»»
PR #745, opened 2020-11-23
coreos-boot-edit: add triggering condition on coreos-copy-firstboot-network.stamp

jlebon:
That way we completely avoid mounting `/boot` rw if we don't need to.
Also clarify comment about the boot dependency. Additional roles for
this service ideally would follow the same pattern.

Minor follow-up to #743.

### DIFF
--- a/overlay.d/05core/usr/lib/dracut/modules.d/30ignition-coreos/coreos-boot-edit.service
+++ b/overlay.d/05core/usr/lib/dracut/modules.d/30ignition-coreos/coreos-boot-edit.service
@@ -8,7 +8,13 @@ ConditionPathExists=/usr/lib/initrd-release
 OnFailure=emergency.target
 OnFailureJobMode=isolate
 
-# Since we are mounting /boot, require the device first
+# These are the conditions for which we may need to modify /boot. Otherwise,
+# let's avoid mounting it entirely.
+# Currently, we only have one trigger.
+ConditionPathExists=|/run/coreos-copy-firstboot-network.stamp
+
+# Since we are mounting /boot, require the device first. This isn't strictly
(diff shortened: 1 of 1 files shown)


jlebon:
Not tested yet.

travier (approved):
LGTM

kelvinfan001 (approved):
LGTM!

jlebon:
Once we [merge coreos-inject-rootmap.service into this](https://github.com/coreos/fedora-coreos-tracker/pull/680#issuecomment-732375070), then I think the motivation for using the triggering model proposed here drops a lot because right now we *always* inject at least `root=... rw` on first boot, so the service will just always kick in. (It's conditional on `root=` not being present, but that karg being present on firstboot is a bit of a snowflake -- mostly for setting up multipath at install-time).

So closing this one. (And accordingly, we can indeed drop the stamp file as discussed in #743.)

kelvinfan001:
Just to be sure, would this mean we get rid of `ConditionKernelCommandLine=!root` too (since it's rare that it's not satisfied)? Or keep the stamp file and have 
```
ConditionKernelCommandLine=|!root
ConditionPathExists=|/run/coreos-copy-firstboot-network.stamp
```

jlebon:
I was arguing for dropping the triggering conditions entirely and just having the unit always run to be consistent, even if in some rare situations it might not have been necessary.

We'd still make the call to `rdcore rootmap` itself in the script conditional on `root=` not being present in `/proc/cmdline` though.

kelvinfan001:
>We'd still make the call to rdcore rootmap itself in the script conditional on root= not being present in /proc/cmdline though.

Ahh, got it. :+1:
««
»»
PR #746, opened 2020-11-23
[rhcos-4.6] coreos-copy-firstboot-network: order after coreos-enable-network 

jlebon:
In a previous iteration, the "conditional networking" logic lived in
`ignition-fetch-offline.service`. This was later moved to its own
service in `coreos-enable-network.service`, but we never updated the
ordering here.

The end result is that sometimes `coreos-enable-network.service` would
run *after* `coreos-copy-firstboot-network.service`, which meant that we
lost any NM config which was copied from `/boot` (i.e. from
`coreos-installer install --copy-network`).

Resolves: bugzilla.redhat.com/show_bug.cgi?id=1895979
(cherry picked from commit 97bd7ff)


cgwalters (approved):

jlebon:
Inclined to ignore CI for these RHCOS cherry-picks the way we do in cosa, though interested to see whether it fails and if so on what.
««
»»
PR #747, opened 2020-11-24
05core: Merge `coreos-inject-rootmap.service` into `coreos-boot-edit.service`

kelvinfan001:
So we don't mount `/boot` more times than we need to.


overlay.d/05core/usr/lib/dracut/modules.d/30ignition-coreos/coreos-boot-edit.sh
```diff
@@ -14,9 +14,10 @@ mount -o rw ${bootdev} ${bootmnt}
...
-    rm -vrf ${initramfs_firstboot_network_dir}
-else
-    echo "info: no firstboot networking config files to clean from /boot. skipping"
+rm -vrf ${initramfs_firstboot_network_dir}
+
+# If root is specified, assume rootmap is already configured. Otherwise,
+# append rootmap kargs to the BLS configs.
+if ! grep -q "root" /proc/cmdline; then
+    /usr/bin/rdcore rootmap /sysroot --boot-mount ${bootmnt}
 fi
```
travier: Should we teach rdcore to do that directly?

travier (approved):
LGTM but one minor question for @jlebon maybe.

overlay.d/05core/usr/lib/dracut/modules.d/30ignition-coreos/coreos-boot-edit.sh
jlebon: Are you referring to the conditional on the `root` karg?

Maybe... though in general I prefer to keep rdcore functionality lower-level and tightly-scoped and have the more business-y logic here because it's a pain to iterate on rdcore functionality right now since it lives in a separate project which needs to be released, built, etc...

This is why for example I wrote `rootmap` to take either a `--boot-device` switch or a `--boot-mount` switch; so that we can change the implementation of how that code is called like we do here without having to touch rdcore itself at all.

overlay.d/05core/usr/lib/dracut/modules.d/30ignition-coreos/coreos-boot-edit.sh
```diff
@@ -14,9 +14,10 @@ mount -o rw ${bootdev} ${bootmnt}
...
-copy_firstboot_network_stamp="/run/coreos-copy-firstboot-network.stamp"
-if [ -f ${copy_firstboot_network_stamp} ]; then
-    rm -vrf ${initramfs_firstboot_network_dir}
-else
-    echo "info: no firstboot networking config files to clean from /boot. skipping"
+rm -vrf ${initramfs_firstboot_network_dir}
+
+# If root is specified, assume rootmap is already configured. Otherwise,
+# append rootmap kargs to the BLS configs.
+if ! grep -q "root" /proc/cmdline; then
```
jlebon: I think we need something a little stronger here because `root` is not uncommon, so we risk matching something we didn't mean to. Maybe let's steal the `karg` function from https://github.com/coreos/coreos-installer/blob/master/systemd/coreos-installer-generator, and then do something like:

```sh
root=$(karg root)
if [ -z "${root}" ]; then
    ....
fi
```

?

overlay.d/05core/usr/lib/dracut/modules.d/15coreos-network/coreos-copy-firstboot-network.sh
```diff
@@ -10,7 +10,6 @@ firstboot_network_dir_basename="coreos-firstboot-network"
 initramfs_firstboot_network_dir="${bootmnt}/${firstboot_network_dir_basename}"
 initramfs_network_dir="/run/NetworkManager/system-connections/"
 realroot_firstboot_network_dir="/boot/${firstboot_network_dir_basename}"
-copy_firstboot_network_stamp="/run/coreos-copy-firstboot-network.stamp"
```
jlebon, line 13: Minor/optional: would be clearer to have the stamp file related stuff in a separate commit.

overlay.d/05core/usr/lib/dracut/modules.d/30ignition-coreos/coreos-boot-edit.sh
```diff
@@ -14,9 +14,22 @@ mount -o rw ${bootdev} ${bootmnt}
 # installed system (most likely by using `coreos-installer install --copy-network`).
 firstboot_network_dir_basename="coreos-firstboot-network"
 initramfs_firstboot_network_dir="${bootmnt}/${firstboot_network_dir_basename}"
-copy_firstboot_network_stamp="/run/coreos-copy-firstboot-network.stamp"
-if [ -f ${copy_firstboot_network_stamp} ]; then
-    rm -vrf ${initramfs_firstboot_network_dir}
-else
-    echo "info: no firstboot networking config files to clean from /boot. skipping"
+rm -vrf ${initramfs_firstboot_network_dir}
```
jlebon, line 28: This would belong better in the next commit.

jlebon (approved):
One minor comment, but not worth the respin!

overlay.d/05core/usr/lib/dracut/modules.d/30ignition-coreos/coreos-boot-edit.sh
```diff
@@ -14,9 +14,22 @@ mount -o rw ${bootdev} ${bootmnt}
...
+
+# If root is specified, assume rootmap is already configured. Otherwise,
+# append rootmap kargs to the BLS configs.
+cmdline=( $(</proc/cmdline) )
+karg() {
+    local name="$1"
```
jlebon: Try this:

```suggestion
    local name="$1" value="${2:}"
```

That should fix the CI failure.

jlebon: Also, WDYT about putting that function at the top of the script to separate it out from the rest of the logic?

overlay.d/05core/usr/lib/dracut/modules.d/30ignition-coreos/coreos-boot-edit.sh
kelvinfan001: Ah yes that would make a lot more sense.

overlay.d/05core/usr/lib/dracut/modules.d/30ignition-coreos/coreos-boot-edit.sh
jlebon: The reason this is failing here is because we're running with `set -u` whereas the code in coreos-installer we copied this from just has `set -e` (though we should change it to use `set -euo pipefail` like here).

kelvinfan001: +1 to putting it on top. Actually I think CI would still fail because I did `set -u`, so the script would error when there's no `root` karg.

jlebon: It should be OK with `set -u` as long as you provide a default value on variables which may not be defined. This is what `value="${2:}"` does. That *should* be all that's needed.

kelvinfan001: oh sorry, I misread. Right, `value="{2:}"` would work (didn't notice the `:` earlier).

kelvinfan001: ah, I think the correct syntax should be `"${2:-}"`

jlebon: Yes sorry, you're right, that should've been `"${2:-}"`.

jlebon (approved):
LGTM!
««
### Task to carry out
Each line holding the word "triggering" must be pulled from the records.

### Task solution
coreos-boot-edit: add triggering condition on coreos-copy-firstboot-network.stamp
Once we [merge coreos-inject-rootmap.service into this](https://github.com/coreos/fedora-coreos-tracker/pull/680#issuecomment-732375070), then I think the motivation for using the triggering model proposed here drops a lot because right now we *always* inject at least `root=... rw` on first boot, so the service will just always kick in. (It's conditional on `root=` not being present, but that karg being present on firstboot is a bit of a snowflake -- mostly for setting up multipath at install-time).
I was arguing for dropping the triggering conditions entirely and just having the unit always run to be consistent, even if in some rare situations it might not have been necessary.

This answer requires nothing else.